The Boeing Company’s crucial launch for its Starliner spacecraft originally set to take place tomorrow has been delayed due to an accident on board the International Space Station (ISS) earlier today confirmed the National Aeronautics and Space Administration (NASA). Starliner was set to take to the skies as part of NASA’s OFT-2 (Orbital Flight Test 2) mission tomorrow at 14:43 EDT from the Cape Canaveral Space Force Station in Florida, after a malfunction in 2019 which caused it to miss its docking with the ISS and land in the White Sands Missile Range, New Mexico.
Boeing Starliner Orbital Flight Test Delayed After International Space Station Goes Off Attitude
The announcement was made by NASA moments ago after its mission control center in Houston Texas navigated through the ISS losing its attitude. The accident happened after the Russian Nauka module docked with the station earlier today, and as part of its integration with the orbiting laboratory, its thrusters started to misfire.
This misfiring caused the ISS to go off attitude by 45 degrees explained a NASA communications officer and the change was corrected by the Russian Progress 78 cargo ship and the Zvezda module firing their own thrusters to reorient the ISS. In spacecraft terminology, attitude refers to the orientation of a body, and NASA explained that prompt action by the Russian mission control center in Moscow ensured that the station remained on course.
It was corrected roughly an hour later after the ISS passed over a Russian ground station. Soon afterward, NASA confirmed in a blog post that it and Boeing had decided to stand down from the launch to ensure that the ISS would be “ready for Starliner’s arrival.”
The delay comes after Boeing explained during a press conference earlier today some of the communications problems which had stopped the OFT-2 test in 2019.

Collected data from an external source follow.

PR #5980, opened 2025-02-23
chore(eventsub): simplify building for system messages

Nerixyz:
This should make it easier to build simple system messages in the future. A new message builder is born, `EventSubMessageBuilder`. But we merged all builders some time ago? Yes, we could do this in the `MessageBuilder` as well. However, I do feel like this is a bit specific to EventSub. Especially, having `builder.appendUser(esString, esString, text)` is neat and avoids boilerplate. Note: we will need to have even more handlers if we support `channel.chat.notification`.

For more complex messages, a second function name like `onModerateMessage(chan, time, event, action)` can be used.


pajlada (approved):
I just want to make sure when we start adding more message builders that we don't end up with the IRC/PubSub message builder - a class with so many static functions and helpers that only work for certain scenarios. What you've done here is good :+1: Good use of concepts & leaving the main building as separate functions still, with the Message Builder only having some useful helper funtions

PR #5981, opened 2025-02-23
feat(eventsub): implement clearchat

Nerixyz:
Basically the same as in PubSub. While testing, I noticed that we call `getTwitch` in `onChannelModerate`. That function isn't called on the GUI thread, though. I moved the assertions to the functions of `ITwitchIrcServer` (where needed).

### DIFF
--- a/src/providers/twitch/eventsub/Connection.cpp
+++ b/src/providers/twitch/eventsub/Connection.cpp
@@ -6,6 +6,7 @@
 #include "messages/Message.hpp"
 #include "messages/MessageBuilder.hpp"
 #include "providers/twitch/eventsub/MessageBuilder.hpp"
+#include "providers/twitch/eventsub/MessageHandlers.hpp"
 #include "providers/twitch/PubSubActions.hpp"
 #include "providers/twitch/TwitchChannel.hpp"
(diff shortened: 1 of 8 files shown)


src/providers/twitch/eventsub/Connection.cpp
```diff
@@ -23,15 +25,41 @@ namespace {
...
 
+namespace channel_moderate = lib::payload::channel_moderate::v2;
+
 // NOLINTNEXTLINE(cppcoreguidelines-avoid-non-const-global-variables)
 const auto &LOG = chatterinoTwitchEventSub;
 
+void handleModerateMessage(
+    TwitchChannel *chan, [[maybe_unused]] const QDateTime &time,
+    const channel_moderate::Event &event,
+    [[maybe_unused]] const channel_moderate::Clear &action)
```
Nerixyz, line 36: Could be done in something like `providers/twitch/eventsub/MessageHandlers.{c,h}pp`?

pajlada: That file structure seems fine to me :+1:

pajlada (approved):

When asked by a NASASpaceflight reported about the “root cause” of the failure and the fixes, Boeing’s Director of Starliner Mission, former United States Navy pilot and NASA astronaut, Mr. Christopher Ferguson replied that:
So there were a couple. You know one of them had to do with locking on to a bad TEDRIS frequency. We’ve got plenty of mitigations in place for that. In fact for the crewed flight test, we are going to roll on a new communications transceiver that is a little more robust and resistant to that. But we have mitigation ways to detect if we have what we call a false lock. And we’ll break that lock and will reacquire. So that’s one of them. Another one we discovered that we were really looking a little too close with our antennas to the Earth’s horizon.
And therefore we were picking up a lot of interfering frequencies and those interfering frequencies all fall in the region of cellphones. Believe it or not. So we now have actually canted our view of the horizon. We sort of mask out out that noisy area. And we’ve taken other measures. We point ourselves in what we call communications friendly attitudes to try to make sure that we minimize our exposure to that noise. So I think the biggest thing is for the crewed flight test and subsequent we’re going to roll on a new transceiver which will really permanently put a lot of these issues behind us but in the interim we’ve got a lot of good measures in place to ensure we have good comm throughout the flight.
The new date for the OFT-2 mission is yet to be revealed, but unconfirmed reports suggest that NASA is in discussions with the United States Air Force to determine whether a launch for Saturday is possible.
Update 16:44 EDT, July 29, 2021: During a media teleconference, NASA’s Commercial Crew Program Manager Steve Stich stated that the earliest possible launch date for Starliner is Tuesday, August 3, 13:20 EDT.